§ **Task prompt**
Please retype the listing below exactly, from its opening line through the line where "The change per se looks OK." appears.

[Materials provided — start]

PR #9910, opened 2024-03-04
update rpc function to include stake currency totals when fiat conver…

syco:
Hi,

simple change to display the status table with stake currency value when the fiat currency converter is not enabled, works by repurposing the fiat currency variables.


xmatthias (changes requested):
The change per se looks OK.

However, we're not accepting PR's directly to the stable branch - but rather to the develop branch (i've changed the base for this now) - which is the base for future releases.

With changed "PR base" (the trager branch)- you can see on the diff (click on the files tab above), we'd now try to merge 24 commits and change the version - which is obviously not what we're looking for (you've made 2 commits, not 24).

I think the best approach will be create a new PR replacing this one - cherry-picking your commits onto the proper branch (you can change the PR base - but not the Source branch in a github PR).

(something around the following)

```
# create a new branch with develop as source
git checkout -b rpc_update develop
# Cherry-pick the commits from your current stable branch
git cherry-pick 78a7d8f5f057986b861f13641b496d00371dfa5d
git cherry-pick ef5188d5c41726abdc1c0855a4e135a80a81f43a
# Push to remote to create a new PR

git push -u <yourupstream> rpc_update

# go to github UI, create new PR
```

alternatively - you can also try to force-push with this history to the existing PR - which should also work - but can be a bit more tricky if you're unfamiliar with git.

syco:
I missed that. Totally understandable you don't merge to stable.
I'll close this one and crrate it again on develop. I think it's the cleaner option. Thanks for taking the time to review it.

[Materials provided — finish]

§ **Answer to this problem**
PR #9910, opened 2024-03-04
update rpc function to include stake currency totals when fiat conver…

syco:
Hi,

simple change to display the status table with stake currency value when the fiat currency converter is not enabled, works by repurposing the fiat currency variables.


xmatthias (changes requested):
The change per se looks OK.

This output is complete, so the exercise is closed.